The answer must consist of every line below that holds the word "defined".

※

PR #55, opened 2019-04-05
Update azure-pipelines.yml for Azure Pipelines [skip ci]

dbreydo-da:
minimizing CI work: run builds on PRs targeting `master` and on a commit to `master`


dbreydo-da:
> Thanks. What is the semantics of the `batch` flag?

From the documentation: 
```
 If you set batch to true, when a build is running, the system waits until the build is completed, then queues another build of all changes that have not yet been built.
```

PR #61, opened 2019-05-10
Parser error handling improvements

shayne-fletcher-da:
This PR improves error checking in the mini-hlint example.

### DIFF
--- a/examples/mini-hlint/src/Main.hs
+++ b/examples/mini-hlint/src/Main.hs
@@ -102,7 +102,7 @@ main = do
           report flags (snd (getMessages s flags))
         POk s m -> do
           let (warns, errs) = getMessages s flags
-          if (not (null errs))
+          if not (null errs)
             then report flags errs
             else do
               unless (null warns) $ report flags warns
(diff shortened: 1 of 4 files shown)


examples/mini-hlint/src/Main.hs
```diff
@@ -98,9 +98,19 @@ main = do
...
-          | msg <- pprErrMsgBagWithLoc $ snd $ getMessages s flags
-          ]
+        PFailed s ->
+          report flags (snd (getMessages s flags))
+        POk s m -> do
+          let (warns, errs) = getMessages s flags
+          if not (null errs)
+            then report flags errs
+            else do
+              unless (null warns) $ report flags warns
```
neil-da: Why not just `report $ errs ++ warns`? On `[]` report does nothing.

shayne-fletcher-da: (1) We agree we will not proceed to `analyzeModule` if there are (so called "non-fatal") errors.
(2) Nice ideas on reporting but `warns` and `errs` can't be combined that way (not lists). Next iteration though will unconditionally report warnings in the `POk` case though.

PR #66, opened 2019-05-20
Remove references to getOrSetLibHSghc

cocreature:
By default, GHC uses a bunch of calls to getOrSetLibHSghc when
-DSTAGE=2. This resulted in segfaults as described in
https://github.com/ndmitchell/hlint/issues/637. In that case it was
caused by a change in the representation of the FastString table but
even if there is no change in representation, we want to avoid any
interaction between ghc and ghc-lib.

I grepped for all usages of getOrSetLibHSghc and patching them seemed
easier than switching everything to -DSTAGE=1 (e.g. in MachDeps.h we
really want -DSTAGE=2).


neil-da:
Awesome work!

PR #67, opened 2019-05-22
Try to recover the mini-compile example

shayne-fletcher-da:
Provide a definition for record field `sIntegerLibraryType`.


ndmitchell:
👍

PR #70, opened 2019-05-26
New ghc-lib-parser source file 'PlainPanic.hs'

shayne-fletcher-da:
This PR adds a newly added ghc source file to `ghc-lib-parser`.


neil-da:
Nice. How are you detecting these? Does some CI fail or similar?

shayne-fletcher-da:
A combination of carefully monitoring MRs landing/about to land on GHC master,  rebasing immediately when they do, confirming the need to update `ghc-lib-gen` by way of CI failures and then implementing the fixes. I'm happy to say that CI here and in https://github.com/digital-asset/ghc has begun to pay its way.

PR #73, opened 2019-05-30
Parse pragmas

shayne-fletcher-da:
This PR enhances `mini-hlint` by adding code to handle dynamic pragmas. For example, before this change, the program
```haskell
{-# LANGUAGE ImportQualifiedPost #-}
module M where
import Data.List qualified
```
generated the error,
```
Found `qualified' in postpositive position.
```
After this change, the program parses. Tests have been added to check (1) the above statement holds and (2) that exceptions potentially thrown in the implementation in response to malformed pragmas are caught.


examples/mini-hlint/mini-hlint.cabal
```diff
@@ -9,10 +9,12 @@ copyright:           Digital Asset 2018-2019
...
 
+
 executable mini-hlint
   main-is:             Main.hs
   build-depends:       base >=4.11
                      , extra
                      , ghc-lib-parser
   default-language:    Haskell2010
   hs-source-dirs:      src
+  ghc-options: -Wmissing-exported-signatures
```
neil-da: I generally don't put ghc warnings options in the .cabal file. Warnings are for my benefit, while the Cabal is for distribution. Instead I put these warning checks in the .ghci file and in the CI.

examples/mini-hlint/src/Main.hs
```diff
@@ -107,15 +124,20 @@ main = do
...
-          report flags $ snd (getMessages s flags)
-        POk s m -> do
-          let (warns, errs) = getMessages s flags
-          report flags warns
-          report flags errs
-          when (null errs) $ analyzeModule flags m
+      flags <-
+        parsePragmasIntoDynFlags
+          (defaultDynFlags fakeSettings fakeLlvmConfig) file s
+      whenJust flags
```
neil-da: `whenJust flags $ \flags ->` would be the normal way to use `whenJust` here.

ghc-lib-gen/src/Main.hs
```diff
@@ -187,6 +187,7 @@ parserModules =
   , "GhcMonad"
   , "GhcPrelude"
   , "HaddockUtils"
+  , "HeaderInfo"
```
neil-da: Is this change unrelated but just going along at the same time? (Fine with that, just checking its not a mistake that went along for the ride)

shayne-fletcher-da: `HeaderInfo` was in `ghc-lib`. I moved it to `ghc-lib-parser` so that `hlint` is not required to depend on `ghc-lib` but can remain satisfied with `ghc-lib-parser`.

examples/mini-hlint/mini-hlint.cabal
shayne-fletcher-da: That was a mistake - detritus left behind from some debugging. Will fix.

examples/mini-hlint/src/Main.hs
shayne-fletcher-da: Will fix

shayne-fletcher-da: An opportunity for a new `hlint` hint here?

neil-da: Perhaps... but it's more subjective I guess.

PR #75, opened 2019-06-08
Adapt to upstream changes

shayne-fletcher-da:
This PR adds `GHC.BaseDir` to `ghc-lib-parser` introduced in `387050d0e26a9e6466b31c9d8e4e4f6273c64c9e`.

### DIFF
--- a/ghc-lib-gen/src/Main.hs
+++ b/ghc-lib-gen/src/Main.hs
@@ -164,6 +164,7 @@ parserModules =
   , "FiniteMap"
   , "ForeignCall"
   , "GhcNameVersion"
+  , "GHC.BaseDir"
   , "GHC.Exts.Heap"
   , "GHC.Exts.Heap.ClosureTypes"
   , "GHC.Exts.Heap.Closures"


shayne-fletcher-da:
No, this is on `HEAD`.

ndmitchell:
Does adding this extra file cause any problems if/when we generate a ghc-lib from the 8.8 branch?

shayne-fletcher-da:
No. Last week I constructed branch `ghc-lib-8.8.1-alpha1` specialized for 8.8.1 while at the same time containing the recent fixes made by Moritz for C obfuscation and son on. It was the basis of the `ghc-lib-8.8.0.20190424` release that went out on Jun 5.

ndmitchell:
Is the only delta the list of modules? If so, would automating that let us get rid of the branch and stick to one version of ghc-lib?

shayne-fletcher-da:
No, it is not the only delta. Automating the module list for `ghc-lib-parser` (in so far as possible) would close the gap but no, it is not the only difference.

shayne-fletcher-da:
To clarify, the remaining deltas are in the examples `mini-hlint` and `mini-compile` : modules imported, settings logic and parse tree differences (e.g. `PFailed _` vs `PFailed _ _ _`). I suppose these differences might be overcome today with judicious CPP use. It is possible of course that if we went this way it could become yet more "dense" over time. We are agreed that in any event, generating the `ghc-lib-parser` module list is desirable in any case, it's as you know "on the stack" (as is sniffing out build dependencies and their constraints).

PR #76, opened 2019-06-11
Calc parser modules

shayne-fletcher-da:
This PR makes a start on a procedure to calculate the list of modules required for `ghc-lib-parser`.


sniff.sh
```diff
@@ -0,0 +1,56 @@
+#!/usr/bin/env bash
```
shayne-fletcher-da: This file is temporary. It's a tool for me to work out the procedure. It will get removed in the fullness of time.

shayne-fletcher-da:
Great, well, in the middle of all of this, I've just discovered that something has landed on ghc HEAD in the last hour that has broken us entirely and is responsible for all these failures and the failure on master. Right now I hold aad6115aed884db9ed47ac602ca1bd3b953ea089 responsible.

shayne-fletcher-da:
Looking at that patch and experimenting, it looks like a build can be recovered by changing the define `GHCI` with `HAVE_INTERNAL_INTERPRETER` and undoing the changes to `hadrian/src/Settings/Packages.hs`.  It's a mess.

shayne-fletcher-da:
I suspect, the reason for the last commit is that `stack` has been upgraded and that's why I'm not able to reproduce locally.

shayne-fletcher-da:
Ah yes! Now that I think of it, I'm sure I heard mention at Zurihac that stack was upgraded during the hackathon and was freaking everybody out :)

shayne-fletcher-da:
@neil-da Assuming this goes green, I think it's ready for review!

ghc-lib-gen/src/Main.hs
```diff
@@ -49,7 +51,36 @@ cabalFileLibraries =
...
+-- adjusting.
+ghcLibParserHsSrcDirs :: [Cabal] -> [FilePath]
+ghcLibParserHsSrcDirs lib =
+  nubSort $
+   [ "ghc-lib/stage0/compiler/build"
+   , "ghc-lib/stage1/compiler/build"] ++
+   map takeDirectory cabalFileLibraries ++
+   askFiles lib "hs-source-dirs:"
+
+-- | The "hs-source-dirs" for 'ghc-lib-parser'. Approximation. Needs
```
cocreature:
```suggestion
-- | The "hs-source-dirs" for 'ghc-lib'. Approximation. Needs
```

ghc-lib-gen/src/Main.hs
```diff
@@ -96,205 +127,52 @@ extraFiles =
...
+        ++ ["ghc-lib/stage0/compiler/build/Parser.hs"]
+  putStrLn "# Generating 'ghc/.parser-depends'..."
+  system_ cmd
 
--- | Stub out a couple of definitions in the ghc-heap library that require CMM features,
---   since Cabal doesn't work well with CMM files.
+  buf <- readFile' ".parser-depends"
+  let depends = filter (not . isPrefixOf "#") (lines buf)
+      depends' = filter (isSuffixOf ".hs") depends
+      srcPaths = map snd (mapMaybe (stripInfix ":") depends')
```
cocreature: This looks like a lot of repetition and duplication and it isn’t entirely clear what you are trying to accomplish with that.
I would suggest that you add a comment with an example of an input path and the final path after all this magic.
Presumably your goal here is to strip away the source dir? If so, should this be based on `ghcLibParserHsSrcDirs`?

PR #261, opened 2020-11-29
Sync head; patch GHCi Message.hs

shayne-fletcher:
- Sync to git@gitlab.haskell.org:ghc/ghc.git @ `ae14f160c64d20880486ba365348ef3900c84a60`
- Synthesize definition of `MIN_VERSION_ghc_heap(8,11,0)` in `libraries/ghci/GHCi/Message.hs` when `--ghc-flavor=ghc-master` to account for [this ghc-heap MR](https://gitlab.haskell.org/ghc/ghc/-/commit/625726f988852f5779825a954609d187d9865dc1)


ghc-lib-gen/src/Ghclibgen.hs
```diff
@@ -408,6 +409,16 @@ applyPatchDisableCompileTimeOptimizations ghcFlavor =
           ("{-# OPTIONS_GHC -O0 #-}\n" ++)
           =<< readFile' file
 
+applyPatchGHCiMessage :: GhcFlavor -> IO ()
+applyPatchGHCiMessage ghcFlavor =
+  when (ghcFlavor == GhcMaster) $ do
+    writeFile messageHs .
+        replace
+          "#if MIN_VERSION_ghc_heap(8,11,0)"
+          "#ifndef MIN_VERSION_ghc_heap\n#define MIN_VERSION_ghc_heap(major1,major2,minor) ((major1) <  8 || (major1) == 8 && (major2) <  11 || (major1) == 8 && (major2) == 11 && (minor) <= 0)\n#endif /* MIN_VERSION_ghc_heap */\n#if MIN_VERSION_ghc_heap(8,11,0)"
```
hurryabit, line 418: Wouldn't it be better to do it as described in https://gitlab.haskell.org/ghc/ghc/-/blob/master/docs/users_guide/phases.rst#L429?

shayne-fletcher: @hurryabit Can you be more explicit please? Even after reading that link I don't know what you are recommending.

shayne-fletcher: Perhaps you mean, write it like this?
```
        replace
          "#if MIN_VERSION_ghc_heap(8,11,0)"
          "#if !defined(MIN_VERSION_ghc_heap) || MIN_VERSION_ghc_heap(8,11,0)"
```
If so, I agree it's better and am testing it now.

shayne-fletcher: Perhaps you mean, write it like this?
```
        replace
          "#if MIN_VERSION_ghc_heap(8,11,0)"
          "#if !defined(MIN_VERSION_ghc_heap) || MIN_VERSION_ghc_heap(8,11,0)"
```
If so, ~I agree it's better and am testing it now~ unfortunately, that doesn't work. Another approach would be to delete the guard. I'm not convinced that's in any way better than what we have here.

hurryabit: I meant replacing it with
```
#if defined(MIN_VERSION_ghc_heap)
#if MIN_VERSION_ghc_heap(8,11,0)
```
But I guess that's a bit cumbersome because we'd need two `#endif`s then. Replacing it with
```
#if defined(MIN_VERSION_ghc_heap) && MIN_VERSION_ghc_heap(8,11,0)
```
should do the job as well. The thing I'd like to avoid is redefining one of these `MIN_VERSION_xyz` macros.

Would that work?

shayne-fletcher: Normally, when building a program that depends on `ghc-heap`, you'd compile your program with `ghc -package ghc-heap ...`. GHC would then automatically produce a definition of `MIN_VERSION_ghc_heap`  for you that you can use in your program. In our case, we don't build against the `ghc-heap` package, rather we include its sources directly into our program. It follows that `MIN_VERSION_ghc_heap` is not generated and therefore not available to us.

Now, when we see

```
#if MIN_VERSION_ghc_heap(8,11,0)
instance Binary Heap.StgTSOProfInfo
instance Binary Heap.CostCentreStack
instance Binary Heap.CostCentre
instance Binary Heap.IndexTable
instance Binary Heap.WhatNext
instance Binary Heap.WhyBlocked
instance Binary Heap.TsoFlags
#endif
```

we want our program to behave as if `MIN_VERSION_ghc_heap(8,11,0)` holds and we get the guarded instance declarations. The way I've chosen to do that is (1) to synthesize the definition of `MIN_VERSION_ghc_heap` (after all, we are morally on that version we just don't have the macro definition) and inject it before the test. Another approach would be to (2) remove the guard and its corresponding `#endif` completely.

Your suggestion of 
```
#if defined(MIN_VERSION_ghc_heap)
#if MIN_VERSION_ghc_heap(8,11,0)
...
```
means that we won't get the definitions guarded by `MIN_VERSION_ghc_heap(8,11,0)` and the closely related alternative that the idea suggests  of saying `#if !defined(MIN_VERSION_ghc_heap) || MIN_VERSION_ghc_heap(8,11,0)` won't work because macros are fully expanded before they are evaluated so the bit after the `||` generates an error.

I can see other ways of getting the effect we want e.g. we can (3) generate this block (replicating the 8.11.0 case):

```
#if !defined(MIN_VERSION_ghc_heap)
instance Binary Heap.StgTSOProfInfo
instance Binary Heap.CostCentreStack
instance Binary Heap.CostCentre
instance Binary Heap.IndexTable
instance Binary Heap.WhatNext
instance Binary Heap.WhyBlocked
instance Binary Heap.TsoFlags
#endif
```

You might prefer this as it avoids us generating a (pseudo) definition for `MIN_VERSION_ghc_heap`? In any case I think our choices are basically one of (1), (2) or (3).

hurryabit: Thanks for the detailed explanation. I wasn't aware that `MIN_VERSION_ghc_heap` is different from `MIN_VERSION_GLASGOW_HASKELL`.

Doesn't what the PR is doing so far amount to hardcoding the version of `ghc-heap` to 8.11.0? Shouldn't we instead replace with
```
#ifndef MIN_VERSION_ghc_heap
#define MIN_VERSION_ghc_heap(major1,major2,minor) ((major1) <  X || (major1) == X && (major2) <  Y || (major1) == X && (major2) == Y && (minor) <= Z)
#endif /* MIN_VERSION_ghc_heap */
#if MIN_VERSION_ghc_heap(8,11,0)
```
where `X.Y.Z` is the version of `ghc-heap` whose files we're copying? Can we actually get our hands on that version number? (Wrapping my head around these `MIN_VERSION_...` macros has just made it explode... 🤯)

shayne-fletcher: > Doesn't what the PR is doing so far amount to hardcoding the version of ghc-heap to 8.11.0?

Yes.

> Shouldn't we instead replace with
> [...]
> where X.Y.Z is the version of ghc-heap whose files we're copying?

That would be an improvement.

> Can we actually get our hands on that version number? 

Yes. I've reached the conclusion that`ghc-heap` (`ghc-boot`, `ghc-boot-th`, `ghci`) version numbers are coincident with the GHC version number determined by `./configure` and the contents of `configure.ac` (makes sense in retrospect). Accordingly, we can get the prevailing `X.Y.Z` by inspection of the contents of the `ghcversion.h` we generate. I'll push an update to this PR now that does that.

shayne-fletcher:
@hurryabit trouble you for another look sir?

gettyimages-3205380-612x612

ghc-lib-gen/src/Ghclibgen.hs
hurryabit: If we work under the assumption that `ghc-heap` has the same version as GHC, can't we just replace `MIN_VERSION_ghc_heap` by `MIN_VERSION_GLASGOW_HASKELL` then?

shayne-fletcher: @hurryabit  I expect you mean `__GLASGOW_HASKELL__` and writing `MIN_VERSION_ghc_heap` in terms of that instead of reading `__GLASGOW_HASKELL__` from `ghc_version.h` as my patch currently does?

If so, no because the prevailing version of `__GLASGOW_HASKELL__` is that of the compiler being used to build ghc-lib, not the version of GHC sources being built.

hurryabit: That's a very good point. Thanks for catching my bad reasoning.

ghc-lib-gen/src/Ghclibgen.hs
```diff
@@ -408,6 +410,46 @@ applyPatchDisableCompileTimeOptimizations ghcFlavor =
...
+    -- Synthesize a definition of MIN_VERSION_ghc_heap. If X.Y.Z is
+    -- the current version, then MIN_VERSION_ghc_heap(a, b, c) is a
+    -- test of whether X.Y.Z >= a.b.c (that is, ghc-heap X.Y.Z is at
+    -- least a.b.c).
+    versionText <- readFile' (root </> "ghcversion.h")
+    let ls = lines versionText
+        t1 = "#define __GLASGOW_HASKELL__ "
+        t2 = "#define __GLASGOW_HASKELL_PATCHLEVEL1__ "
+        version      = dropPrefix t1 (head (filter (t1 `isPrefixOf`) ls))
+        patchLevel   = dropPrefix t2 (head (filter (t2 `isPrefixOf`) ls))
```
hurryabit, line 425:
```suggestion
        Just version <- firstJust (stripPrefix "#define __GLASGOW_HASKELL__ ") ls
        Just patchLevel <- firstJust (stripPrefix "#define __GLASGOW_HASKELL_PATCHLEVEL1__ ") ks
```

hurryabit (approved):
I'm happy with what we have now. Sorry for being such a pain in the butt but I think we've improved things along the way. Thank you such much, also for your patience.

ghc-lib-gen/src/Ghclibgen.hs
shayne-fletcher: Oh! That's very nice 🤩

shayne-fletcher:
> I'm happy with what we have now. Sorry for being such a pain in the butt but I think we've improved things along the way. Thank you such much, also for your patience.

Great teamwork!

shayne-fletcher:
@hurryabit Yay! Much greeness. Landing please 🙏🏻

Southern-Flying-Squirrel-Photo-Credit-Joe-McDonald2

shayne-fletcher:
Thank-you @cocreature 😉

※

**Exercise solution:**
          "#if !defined(MIN_VERSION_ghc_heap) || MIN_VERSION_ghc_heap(8,11,0)"
          "#if !defined(MIN_VERSION_ghc_heap) || MIN_VERSION_ghc_heap(8,11,0)"
#if defined(MIN_VERSION_ghc_heap)
#if defined(MIN_VERSION_ghc_heap) && MIN_VERSION_ghc_heap(8,11,0)
#if defined(MIN_VERSION_ghc_heap)
means that we won't get the definitions guarded by `MIN_VERSION_ghc_heap(8,11,0)` and the closely related alternative that the idea suggests  of saying `#if !defined(MIN_VERSION_ghc_heap) || MIN_VERSION_ghc_heap(8,11,0)` won't work because macros are fully expanded before they are evaluated so the bit after the `||` generates an error.
#if !defined(MIN_VERSION_ghc_heap)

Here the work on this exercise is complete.